Taiwan tax guide for businesses

VAT Rate
B2G Mandatory
Real-Time Reporting
Digital Service Tax
Products supported
Tax ID validation
Tax amount calculation
Compliant invoice generator
Real-time transaction reporting

Compliance And Rates

VAT Number Format In Taiwan

VAT number in Taiwan contains 8 digits (e.g., 01234567).

VAT Rates In Taiwan

The standard VAT rate applicable to almost all goods and services in Taiwan is 5%.

  • 5% (Standard) – Applies to all taxable supplies, with certain exceptions
  • 0% (Zero) – Exportations

VAT Payments And Returns In Taiwan

All businesses with Taiwanese VAT number must submit periodic VAT reports and payments.

VAT Returns Frequency In Taiwan

Taiwan requires a bi-monthly tax return on a prescribed form for its sales amount and tax payable or overpaid of the preceding two months together with a tax deduction and other appropriate documents with the competent tax authority before the fifteenth day of the following period.

Penalties in case of late filings or misdeclarations

In the case of the late filing of VAT returns and payments, the Taiwanese government prescribed the penalties as follows:

  • Non-compliance with tax regulations will trigger fines of between NT$1,500 (EUR 45) and NT$15,000 (EUR 450).
  • Non-submission and late submission of tax statements will trigger a penalty of between NT$3,000 (EUR 90) and NT$30,000 (EUR 900).

Invoice Requirements in Taiwan

According to Regulations Governing the Use of Uniform Invoices, article 9, business entities shall provide:

  • the alphabetical letters and numbers of the uniform invoice
  • date of invoice issuance
  • full description of goods and services provided
  • quantity of goods and services provided
  • net price per unit
  • item subtotal
  • sales amount
  • rate and amount of VAT applicable for the category of goods and services provided
  • the invoice total, the gross amount

Non-compliance with invoicing regulations will trigger a fine between NT$3,000 (EUR 90) and NT$30,000 (EUR 900), and 1% of the sales amount on the uniform invoice.

E-Invoicing in Taiwan

Taiwanese government introduced mandatory electronic invoicing for all B2G transactions. Electronic invoicing in B2B and B2C is not compulsory at this moment.

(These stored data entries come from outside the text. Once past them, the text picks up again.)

PR #5830, opened 2026-03-19
fix(loki): Make drain forward entries with fallback timeout

kalleep:
### Pull Request Details
Since https://github.com/grafana/alloy/pull/5804 is merged we now have a defined shutdown order of components, where we start from sources. This means that we no longer have to drain into nothing but could forward them to fanout.

But I added in some protection in that if we cannot forward within `DefaultDrainTimeout` we will start to discard entries.

### PR Checklist

- [ ] Documentation added
- [x] Tests updated

### DIFF
--- a/internal/component/common/loki/drain.go
+++ b/internal/component/common/loki/drain.go
@@ -29,8 +29,8 @@ func Drain(recv LogsReceiver, fanout *Fanout, timeout time.Duration, fn func()) 
 		defer consumeCancel()
 		Consume(consumeCtx, recv, fanout)
 
-		// NOTE: If we could not forward entries within fallbackDuration we drain to nothing.
-		// This is just to guard against deadlock. If/when fn finish sucessfully this will stop.
+		// NOTE: If we could not forward entries during the configured timeout we discard entries.
+		// This is just to guard against deadlock. When fn finishes successfully this will stop.
 		discard(ctx, recv)
 	})
 
--- a/internal/component/common/loki/drain_test.go
+++ b/internal/component/common/loki/drain_test.go
@@ -1,8 +1,10 @@
 package loki
 
 import (
+	"strconv"
 	"sync"
 	"testing"
+	"testing/synctest"
 	"time"
 
 	"github.com/grafana/loki/pkg/push"
@@ -30,16 +32,13 @@ func TestDrain(t *testing.T) {
 			}
 		})
 
-		completed := false
 		Drain(recv, NewFanout([]LogsReceiver{collector.Receiver()}), time.Second, func() {
 			require.Eventually(t, func() bool {
 				return len(collector.Received()) == 1
 			}, time.Second, 10*time.Millisecond)
-			completed = true
 		})
 
 		producer.Wait()
-		require.True(t, completed)
 		require.Len(t, collector.Received(), 1)
 		require.Equal(t, "forwarded", collector.Received()[0].Line)
 	})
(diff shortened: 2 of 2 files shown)


internal/component/common/loki/drain.go
```diff
@@ -2,32 +2,51 @@ package loki
...
+
+	defer func() {
+		cancel()
+		wg.Wait()
+	}()
+
+	wg.Go(func() {
+		consumeCtx, consumeCancel := context.WithTimeout(ctx, timeout)
+		Consume(consumeCtx, recv, fanout)
+		consumeCancel()
```
kgeckhart: Is this doing anything for us if we made it here this would be doing nothing or do we need to call cancel to free resources? If it's to free resources, could we do it as a defer or add a comment here.

internal/component/common/loki/drain.go
```diff
@@ -2,32 +2,51 @@ package loki
...
+
+		// NOTE: If we could not forward entries within fallbackDuration we drain to nothing.
+		// This is just to guard against deadlock. If/when fn finish sucessfully this will stop.
+		discard(ctx, recv)
```
kgeckhart, line 34: WDYT about a warning log if we fallback to discarding?

internal/component/common/loki/drain.go
```diff
@@ -2,32 +2,51 @@ package loki
...
-// This prevents deadlocks that can occur when stopping components that may still be
-// sending entries to the receiver channel. The draining goroutine will continue
-// consuming entries until f returns, at which point the context is cancelled and
-// the goroutine exits.
+const DefaultDrainTimeout = 2 * time.Minute
+
+// Drain forwards log entries from recv to fanout in a background goroutine while
+// fn executes. If forwarding blocks for longer than timeout, Drain falls back
+// to discarding entries from recv until fn returns. This prevents deadlocks in
+// shutdown paths where component may still send to recv while fn is stopping them.
```
kgeckhart, line 14:
```suggestion
// Drain forwards log entries from recv to fanout in a background goroutine while
// fn executes. It will continue to forward up to the timeout and then falls back
// to discarding entries from recv until fn returns. This prevents deadlocks in
// shutdown paths where component may still send to recv while fn is stopping them.
```

Is this a bit more accurate? Forwarding could be slow and we still fall back right?

internal/component/common/loki/drain_test.go
kgeckhart, line 1: Should we add `defer goleak.VerifyNone(t)` on these or does something else do leak detection for us? I don't think you're leaking anything but having the verification can't hurt.

internal/component/common/loki/drain_test.go
```diff
@@ -11,28 +11,60 @@ import (
 )
 
 func TestDrain(t *testing.T) {
-	recv := NewLogsReceiver()
+	t.Run("forwards while fn runs", func(t *testing.T) {
```
kgeckhart, line 19: WDYT about a combined test where we expect some entries to be forwarded and other to be dropped? This way we are testing the transition happens successfully vs each independently.

kalleep: Yes I agree and I started with writing one but it's really hard to not make it racy. But I think maybe synctest can help here, will add it.

internal/component/common/loki/drain.go
kalleep: Yes we need to call cancel to free resources but we can do that in a defer you are right :+1:

PR #5833, opened 2026-03-19
feat(beyla.ebpf): Bump Beyla to v3.6

marctc:

- Bump `beyla.ebpf` to Beyla v3.6
- Add missing fields from last updates
- Add integration test for java injector sdk

### PR Checklist

- [x] Documentation added
- [x] Tests updated

### DIFF
--- a/internal/component/beyla/ebpf/beyla_linux.go
+++ b/internal/component/beyla/ebpf/beyla_linux.go
@@ -468,15 +468,6 @@ func (args Metrics) Convert() prom.PrometheusConfig {
 	return p
 }
 
-func (args Metrics) hasNetworkFeature() bool {
-	for _, feature := range args.Features {
-		if feature == "network" {
-			return true
-		}
-	}
-	return false
-}
-
 func (args Metrics) hasAppFeature() bool {
 	for _, feature := range args.Features {
 		switch feature {


collector/go.mod
```diff
@@ -1111,7 +1112,7 @@ replace github.com/prometheus/node_exporter => github.com/grafana/node_exporter
 
 replace github.com/github/smimesign => github.com/grafana/smimesign v0.2.1-0.20220408144937-2a5adf3481d3
 
-replace go.opentelemetry.io/obi => github.com/grafana/opentelemetry-ebpf-instrumentation v1.4.11
+replace go.opentelemetry.io/obi => github.com/grafana/opentelemetry-ebpf-instrumentation v1.12.2-0.20260318145328-e31c5acda289
```
rafaelroquetto, line 1115: I believe this should point to v1.15

kalleep:
Not sure you want to use chore in the title, it will not be added to changelog with that prefix. Probably feat instead?

marctc:
We have automatic changelog now? :heart_eyes:

kalleep:
>We have automatic changelog now?

Yes we do! It will also pick up changes from description if you want to add more details https://github.com/grafana/alloy/blob/main/docs/developer/contributing.md#pull-request-titles-and-commit-messages

collector/go.mod
marctc: It's actually pointing to that, but somewhat Go needs to have valid semver tag: https://go.dev/doc/modules/version-numbers

internal/component/beyla/ebpf/beyla_linux.go
```diff
@@ -503,15 +510,14 @@ func (args Metrics) Validate() error {
 
 func (args Network) Convert(enable bool) obi.NetworkConfig {
```
skl: Is `enable` still used? Looks like it could be removed.

internal/component/beyla/ebpf/beyla_linux.go
```diff
@@ -581,6 +590,118 @@ func (args Filters) Convert() filter.AttributesConfig {
...
+		w.AddK8sUIDAttributes = *args.AddK8sUIDAttributes
+	}
+	if args.UseLabelsForResourceAttributes != nil {
+		w.UseLabelsForResourceAttributes = *args.UseLabelsForResourceAttributes
+	}
+
+	return w
+}
+
+func (args Injector) Convert() (beyla.SDKInject, error) {
```
skl, line 634: Suggest adding a Validate method (similar to the other Validate methods) to check, e.g.

- If `webhook.enable` is `true`, `cert_path` and `key_path` should also be set
- `enabled_sdks` checked as known SDKs
- `otel_endpoint` checked as valid URL

internal/component/beyla/ebpf/beyla_linux.go
```diff
@@ -790,6 +914,18 @@ func (a *Arguments) Convert() (*beyla.Config, error) {
...
 
+	cfg.Injector, err = a.Injector.Convert()
+	if err != nil {
+		return nil, err
+	}
+
+	if a.Injector.OTELEndpoint != "" {
+		endpoint := a.Injector.OTELEndpoint
+		cfg.Traces.OTLPEndpointProvider = func() (string, bool) {
+			return endpoint, true
```
skl, line 947: This means that the injector OTEL endpoint config takes priority for the global traces export endpoint, is that ok/intentional?

marctc: yeah, Alloy for default case it's using `cfg.TracesReceiver`

PR #5847, opened 2026-03-20
feat(helm): Allow setting `revisionHistoryLimit` in the helm chart

hegerdes:

Allows setting the `revisionHistoryLimit` for Deployments, StatefulSet and DaemonSet

### Pull Request Details

Some managed Kubernetes offerings limit the size of their etcd. Having lots of unused revisions can fill up a users quota.  
Additionally, GitOps setups like ArgoCD track every resource created by controllers. The PR allows users to lower the number of resources tracked by their GitOps tool. 

The limit is set to 10 - Kubernetes default value and is not included in the rendered chart if unchanged. So it should not have user facing impact.

```yaml
{{- if ne (int .Values.controller.revisionHistoryLimit) 10 }}
revisionHistoryLimit: {{ .Values.controller.revisionHistoryLimit }}
{{- end }}
```
The initial proposal was just setting `revisionHistoryLimit: {{ .Values.controller.revisionHistoryLimit }}` without a conndition

None

### Notes to the Reviewer

Either GitHub has problems again or the CLA site; It loads forever for me.

### PR Checklist

I ran `make` in the chart dir.

- [x] Documentation added
- [x] Tests updated

### DIFF
--- a/operations/helm/charts/alloy/README.md
+++ b/operations/helm/charts/alloy/README.md
@@ -123,6 +123,7 @@ useful if just using the default DaemonSet isn't sufficient.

GUI – Electronic uniform invoices

What is Taiwan’s eGUI system?

eGUI system is a special system developed by the Taiwan government. The main purpose of this system is to eliminate the grey economy and establish a transparent environment for both sellers and customers. In the middle of the 20th century, the Taiwanese government introduced an invoice lottery system to encourage customers to request an invoice in order to increase compliance with its tax regulations. That lottery system is actual today as well, and millions of Taiwanese customers are part of it.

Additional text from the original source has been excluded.